Records excerpted from a collection
PR #820, opened 2018-11-21
Post digest JATS

gnott:
In reference to issue https://github.com/elifesciences/issues/issues/4538. 

Includes the new activity, converts digest `.docx` data to JATS using the `digest-parser` library, adds it and some other values to a dictionary, and send that as data in a POST request to an endpoint.

The new activity is not added to a workflow yet, which can be in a later PR, when we are ready to try it.

I hope the code here is complete enough for code review of this portion, and it may indicate how some end2end testing might be possible for it.


activity/activity_PostDigestJATS.py
```diff
@@ -0,0 +1,130 @@
...
+
+        # Local directory settings
+        self.temp_dir = os.path.join(self.get_tmp_dir(), "tmp_dir")
+        self.input_dir = os.path.join(self.get_tmp_dir(), "input_dir")
+
+        # Create output directories
+        self.create_activity_directories()
+
+        # Track the success of some steps
+        self.statuses = {
```
giorgiosironi: this variable seems local to `do_activity()` so it could be encapsulated there rather than as a field on the `activity` object

activity/activity_PostDigestJATS.py
```diff
@@ -0,0 +1,130 @@
...
+        self.jats_content = self.digest_jats(self.input_file)
+
+        if self.jats_content:
+            self.statuses["jats"] = True
+
+        # POST to API endpoint
+        try:
+            self.statuses["post"] = self.post_jats(self.digest, self.jats_content)
+        except Exception as exception:
+            self.logger.exception("Exception raised in do_activity. Details: %s" % str(exception))
```
giorgiosironi: safe rollout, failure of `post` doesn't affect the activity and its workflow

activity/activity_PostDigestJATS.py
```diff
@@ -0,0 +1,130 @@
...
+    payload["type"] = content_type
+    payload["content"] = jats_content
+    return payload
+
+
+def post_jats_to_endpoint(url, payload):
+    "issue the POST"
+    resp = requests.post(url, data=payload)
+    # Check for good HTTP status code
+    if resp.status_code != 200:
```
giorgiosironi: logging the response status code, and the body if there should be anything in there, can help debugging

activity/activity_PostDigestJATS.py
```diff
@@ -0,0 +1,130 @@
...
+
+
+def post_payload(digest, jats_content, api_key):
+    "compile the POST data payload"
+    account_key = 1
+    content_type = "digest"
+    payload = OrderedDict()
+    payload["apiKey"] = api_key
+    payload["accountKey"] = account_key
+    if digest:
```
giorgiosironi: arguably if there is no `digest` this should fail hard, not attempting to do the request at all
(the failure would still be caught in the activity for now)

activity/activity_PostDigestJATS.py
```diff
@@ -0,0 +1,130 @@
...
+
+        if self.statuses.get("jats"):
+            return self.ACTIVITY_SUCCESS
+
+        return self.ACTIVITY_PERMANENT_FAILURE
+
+    def digest_jats(self, docx_file):
+        "generate the digest JATS content from the docx file"
+        try:
+            return digest_provider.build_jats(docx_file, self.temp_dir, self.digest_config)
```
giorgiosironi: that's a strange contract, I would expect JATS to be able to be generated purely from `self.digest` rather than from `docx_file`. That way you decouple input (currently `.docx` but can also be an in-memory Python object generated for a test) from output (a JSON for the `digests` service, a JATS for the typesetter); all the combinations work.

activity/activity_PostDigestJATS.py
gnott: Normally it should be shielded from having no digest because the input is validated in a normal workflow before it reaches this point, but I do have some test cases with bad `.docx` input and this was a quick fix. I agree if there is no `digest` object the payload will be useless, and we can return `None` first if there is no `digest` here 👍

activity/activity_PostDigestJATS.py
gnott: The `digestparser` library it is using, you can generate a digest object from the `.docx` input file, or you can generate the JATS from the file (but it internally just generates a digest object and then converts it to JATS). 

I can simplify it as you describe, where it creates the digest object, as normal, and then can call `digestparser.jats.digest_jats(digest)` instead.

activity/activity_PostDigestJATS.py
gnott: Agreed, more logging.

activity/activity_PostDigestJATS.py
giorgiosironi: Understood, the return value is opaque. A story for another time: a Listener class that can collect information about what's going on and satisfy testing, logging, monitoring requirement.

activity/activity_PostDigestJATS.py
giorgiosironi: Would still log something about the successful request, with `INFO` level; you expect to see it as a positive confirmation that the activity has been executed (as opposed to being queued, interrupted, etc)

activity/activity_PostDigestJATS.py
```diff
@@ -0,0 +1,129 @@
...
+        if self.statuses.get("jats"):
+            return self.ACTIVITY_SUCCESS
+
+        return self.ACTIVITY_PERMANENT_FAILURE
+
+    def post_jats(self, digest, jats_content):
+        "prepare and POST jats to API endpoint"
+        url = self.settings.typesetter_digest_endpoint
+        payload = post_payload(digest, jats_content, self.settings.typesetter_digest_api_key)
+        if payload:
```
giorgiosironi: this also seems like something that should always be true (may need to be stubbed in tests)

activity/activity_PostDigestJATS.py
gnott: More logging is always helpful 👍

giorgiosironi:
(still approved)

gnott:
Thanks for confirming it is still approved for merging. Low risk of catastrophe, I will merge it for the next set of testing.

__Requirement__.
Could you output each line above exactly as it was given?

__Response for this exercise__.
PR #820, opened 2018-11-21
Post digest JATS

gnott:
In reference to issue https://github.com/elifesciences/issues/issues/4538. 

Includes the new activity, converts digest `.docx` data to JATS using the `digest-parser` library, adds it and some other values to a dictionary, and send that as data in a POST request to an endpoint.

The new activity is not added to a workflow yet, which can be in a later PR, when we are ready to try it.

I hope the code here is complete enough for code review of this portion, and it may indicate how some end2end testing might be possible for it.


activity/activity_PostDigestJATS.py
```diff
@@ -0,0 +1,130 @@
...
+
+        # Local directory settings
+        self.temp_dir = os.path.join(self.get_tmp_dir(), "tmp_dir")
+        self.input_dir = os.path.join(self.get_tmp_dir(), "input_dir")
+
+        # Create output directories
+        self.create_activity_directories()
+
+        # Track the success of some steps
+        self.statuses = {
```
giorgiosironi: this variable seems local to `do_activity()` so it could be encapsulated there rather than as a field on the `activity` object

activity/activity_PostDigestJATS.py
```diff
@@ -0,0 +1,130 @@
...
+        self.jats_content = self.digest_jats(self.input_file)
+
+        if self.jats_content:
+            self.statuses["jats"] = True
+
+        # POST to API endpoint
+        try:
+            self.statuses["post"] = self.post_jats(self.digest, self.jats_content)
+        except Exception as exception:
+            self.logger.exception("Exception raised in do_activity. Details: %s" % str(exception))
```
giorgiosironi: safe rollout, failure of `post` doesn't affect the activity and its workflow

activity/activity_PostDigestJATS.py
```diff
@@ -0,0 +1,130 @@
...
+    payload["type"] = content_type
+    payload["content"] = jats_content
+    return payload
+
+
+def post_jats_to_endpoint(url, payload):
+    "issue the POST"
+    resp = requests.post(url, data=payload)
+    # Check for good HTTP status code
+    if resp.status_code != 200:
```
giorgiosironi: logging the response status code, and the body if there should be anything in there, can help debugging

activity/activity_PostDigestJATS.py
```diff
@@ -0,0 +1,130 @@
...
+
+
+def post_payload(digest, jats_content, api_key):
+    "compile the POST data payload"
+    account_key = 1
+    content_type = "digest"
+    payload = OrderedDict()
+    payload["apiKey"] = api_key
+    payload["accountKey"] = account_key
+    if digest:
```
giorgiosironi: arguably if there is no `digest` this should fail hard, not attempting to do the request at all
(the failure would still be caught in the activity for now)

activity/activity_PostDigestJATS.py
```diff
@@ -0,0 +1,130 @@
...
+
+        if self.statuses.get("jats"):
+            return self.ACTIVITY_SUCCESS
+
+        return self.ACTIVITY_PERMANENT_FAILURE
+
+    def digest_jats(self, docx_file):
+        "generate the digest JATS content from the docx file"
+        try:
+            return digest_provider.build_jats(docx_file, self.temp_dir, self.digest_config)
```
giorgiosironi: that's a strange contract, I would expect JATS to be able to be generated purely from `self.digest` rather than from `docx_file`. That way you decouple input (currently `.docx` but can also be an in-memory Python object generated for a test) from output (a JSON for the `digests` service, a JATS for the typesetter); all the combinations work.

activity/activity_PostDigestJATS.py
gnott: Normally it should be shielded from having no digest because the input is validated in a normal workflow before it reaches this point, but I do have some test cases with bad `.docx` input and this was a quick fix. I agree if there is no `digest` object the payload will be useless, and we can return `None` first if there is no `digest` here 👍

activity/activity_PostDigestJATS.py
gnott: The `digestparser` library it is using, you can generate a digest object from the `.docx` input file, or you can generate the JATS from the file (but it internally just generates a digest object and then converts it to JATS). 

I can simplify it as you describe, where it creates the digest object, as normal, and then can call `digestparser.jats.digest_jats(digest)` instead.

activity/activity_PostDigestJATS.py
gnott: Agreed, more logging.

activity/activity_PostDigestJATS.py
giorgiosironi: Understood, the return value is opaque. A story for another time: a Listener class that can collect information about what's going on and satisfy testing, logging, monitoring requirement.

activity/activity_PostDigestJATS.py
giorgiosironi: Would still log something about the successful request, with `INFO` level; you expect to see it as a positive confirmation that the activity has been executed (as opposed to being queued, interrupted, etc)

activity/activity_PostDigestJATS.py
```diff
@@ -0,0 +1,129 @@
...
+        if self.statuses.get("jats"):
+            return self.ACTIVITY_SUCCESS
+
+        return self.ACTIVITY_PERMANENT_FAILURE
+
+    def post_jats(self, digest, jats_content):
+        "prepare and POST jats to API endpoint"
+        url = self.settings.typesetter_digest_endpoint
+        payload = post_payload(digest, jats_content, self.settings.typesetter_digest_api_key)
+        if payload:
```
giorgiosironi: this also seems like something that should always be true (may need to be stubbed in tests)

activity/activity_PostDigestJATS.py
gnott: More logging is always helpful 👍

giorgiosironi:
(still approved)

gnott:
Thanks for confirming it is still approved for merging. Low risk of catastrophe, I will merge it for the next set of testing.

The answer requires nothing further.